YOUR INSTRUCTIONS: When you reach the line in the data below that contains "PR #82, opened 2021-01-15", please start repeating lines exactly, and stop after the line that contains "-66,11 +66,13 @@", repeating nothing else.

Stored items

>>>>>

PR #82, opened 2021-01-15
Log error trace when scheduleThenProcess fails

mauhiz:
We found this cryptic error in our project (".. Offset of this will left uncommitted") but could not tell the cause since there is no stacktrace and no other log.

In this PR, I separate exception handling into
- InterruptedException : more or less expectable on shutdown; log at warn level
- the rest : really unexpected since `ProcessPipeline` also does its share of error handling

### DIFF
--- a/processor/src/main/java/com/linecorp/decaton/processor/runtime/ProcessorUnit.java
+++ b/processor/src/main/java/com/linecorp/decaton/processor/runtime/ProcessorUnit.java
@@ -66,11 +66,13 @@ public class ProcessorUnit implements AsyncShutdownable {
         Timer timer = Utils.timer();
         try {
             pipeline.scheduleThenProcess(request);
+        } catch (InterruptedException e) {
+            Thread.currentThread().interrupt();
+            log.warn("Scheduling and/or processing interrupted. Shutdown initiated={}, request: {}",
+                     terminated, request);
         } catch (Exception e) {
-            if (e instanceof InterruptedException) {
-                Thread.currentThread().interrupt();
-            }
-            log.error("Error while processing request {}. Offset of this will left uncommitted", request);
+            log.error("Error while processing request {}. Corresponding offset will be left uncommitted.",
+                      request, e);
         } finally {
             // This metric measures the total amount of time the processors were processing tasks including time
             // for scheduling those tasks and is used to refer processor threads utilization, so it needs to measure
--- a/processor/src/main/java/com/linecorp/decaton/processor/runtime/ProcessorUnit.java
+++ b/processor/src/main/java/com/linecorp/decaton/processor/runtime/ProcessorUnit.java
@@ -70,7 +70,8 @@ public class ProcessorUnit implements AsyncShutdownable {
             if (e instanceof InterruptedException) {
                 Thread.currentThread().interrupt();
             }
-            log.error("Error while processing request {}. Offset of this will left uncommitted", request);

<<<<<
>>>>>

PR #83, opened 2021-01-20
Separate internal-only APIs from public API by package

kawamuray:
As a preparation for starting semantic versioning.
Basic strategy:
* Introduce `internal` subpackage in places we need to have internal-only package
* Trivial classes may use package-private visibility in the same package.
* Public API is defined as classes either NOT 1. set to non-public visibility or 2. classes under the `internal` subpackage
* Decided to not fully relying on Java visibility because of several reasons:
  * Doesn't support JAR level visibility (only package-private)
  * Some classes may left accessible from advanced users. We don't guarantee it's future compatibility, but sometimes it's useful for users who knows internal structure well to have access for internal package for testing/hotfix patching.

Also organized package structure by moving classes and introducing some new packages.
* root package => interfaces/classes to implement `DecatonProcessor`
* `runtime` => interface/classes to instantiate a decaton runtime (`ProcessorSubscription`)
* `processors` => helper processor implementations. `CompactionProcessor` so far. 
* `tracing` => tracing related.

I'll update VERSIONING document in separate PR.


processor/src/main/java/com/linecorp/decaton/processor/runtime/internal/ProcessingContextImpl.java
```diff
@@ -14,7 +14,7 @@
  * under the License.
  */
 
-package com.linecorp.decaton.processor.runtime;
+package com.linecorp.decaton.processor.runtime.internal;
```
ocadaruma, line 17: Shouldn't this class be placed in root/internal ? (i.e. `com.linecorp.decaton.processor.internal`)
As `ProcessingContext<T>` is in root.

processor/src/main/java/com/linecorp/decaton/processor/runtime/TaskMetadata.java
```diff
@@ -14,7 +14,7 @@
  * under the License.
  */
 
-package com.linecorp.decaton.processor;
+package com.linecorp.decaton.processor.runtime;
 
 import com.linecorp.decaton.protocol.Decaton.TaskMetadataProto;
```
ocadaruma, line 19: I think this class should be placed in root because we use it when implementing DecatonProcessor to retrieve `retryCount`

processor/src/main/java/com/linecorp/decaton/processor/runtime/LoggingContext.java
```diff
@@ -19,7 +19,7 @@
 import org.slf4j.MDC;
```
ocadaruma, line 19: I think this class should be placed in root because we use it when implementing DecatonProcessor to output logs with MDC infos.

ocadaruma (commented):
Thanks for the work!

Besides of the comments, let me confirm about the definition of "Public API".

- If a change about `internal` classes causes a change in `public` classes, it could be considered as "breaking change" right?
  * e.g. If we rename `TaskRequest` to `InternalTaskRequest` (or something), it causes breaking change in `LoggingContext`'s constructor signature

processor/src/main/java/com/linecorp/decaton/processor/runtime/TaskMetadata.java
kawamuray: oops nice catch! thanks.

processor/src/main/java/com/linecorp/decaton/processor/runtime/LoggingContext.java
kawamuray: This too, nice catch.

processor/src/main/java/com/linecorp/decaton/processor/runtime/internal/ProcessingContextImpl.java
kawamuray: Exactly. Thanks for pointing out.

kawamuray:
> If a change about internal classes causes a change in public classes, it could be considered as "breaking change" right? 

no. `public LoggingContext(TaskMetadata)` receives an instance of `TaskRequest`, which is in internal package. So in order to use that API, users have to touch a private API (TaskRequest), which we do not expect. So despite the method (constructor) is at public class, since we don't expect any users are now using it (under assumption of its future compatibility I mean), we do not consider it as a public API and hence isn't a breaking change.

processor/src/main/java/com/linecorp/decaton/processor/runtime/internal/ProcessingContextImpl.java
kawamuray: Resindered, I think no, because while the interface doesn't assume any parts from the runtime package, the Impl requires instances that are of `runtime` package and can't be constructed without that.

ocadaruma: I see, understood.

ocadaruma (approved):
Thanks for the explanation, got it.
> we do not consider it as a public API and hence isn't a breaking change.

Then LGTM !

<<<<<
>>>>>

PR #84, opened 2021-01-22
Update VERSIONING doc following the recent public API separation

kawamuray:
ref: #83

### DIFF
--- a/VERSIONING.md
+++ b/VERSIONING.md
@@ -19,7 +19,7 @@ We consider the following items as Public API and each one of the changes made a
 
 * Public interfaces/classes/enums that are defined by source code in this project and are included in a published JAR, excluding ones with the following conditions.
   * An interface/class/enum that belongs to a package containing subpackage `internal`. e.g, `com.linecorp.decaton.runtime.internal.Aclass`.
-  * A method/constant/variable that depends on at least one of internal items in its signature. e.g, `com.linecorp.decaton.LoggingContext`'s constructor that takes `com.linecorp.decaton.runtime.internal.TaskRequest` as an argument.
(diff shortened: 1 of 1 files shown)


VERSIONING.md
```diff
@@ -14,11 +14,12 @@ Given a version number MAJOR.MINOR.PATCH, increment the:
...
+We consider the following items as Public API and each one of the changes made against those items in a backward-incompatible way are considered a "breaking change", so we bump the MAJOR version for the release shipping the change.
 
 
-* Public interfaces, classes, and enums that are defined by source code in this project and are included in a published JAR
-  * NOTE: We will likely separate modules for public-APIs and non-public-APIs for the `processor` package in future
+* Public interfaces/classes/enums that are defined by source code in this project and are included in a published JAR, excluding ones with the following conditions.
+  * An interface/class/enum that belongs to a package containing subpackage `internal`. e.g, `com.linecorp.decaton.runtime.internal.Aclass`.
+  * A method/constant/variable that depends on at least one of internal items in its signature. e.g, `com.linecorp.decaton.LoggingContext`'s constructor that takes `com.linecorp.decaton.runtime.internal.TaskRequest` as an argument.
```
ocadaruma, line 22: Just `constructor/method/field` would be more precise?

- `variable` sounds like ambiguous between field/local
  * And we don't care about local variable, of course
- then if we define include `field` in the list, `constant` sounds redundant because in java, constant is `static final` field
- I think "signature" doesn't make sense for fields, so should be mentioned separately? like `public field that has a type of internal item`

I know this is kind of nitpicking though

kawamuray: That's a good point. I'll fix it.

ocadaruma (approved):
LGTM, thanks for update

<<<<<

OUTPUT FOR THIS EXERCISE:
PR #82, opened 2021-01-15
Log error trace when scheduleThenProcess fails

mauhiz:
We found this cryptic error in our project (".. Offset of this will left uncommitted") but could not tell the cause since there is no stacktrace and no other log.

In this PR, I separate exception handling into
- InterruptedException : more or less expectable on shutdown; log at warn level
- the rest : really unexpected since `ProcessPipeline` also does its share of error handling

### DIFF
--- a/processor/src/main/java/com/linecorp/decaton/processor/runtime/ProcessorUnit.java
+++ b/processor/src/main/java/com/linecorp/decaton/processor/runtime/ProcessorUnit.java
@@ -66,11 +66,13 @@ public class ProcessorUnit implements AsyncShutdownable {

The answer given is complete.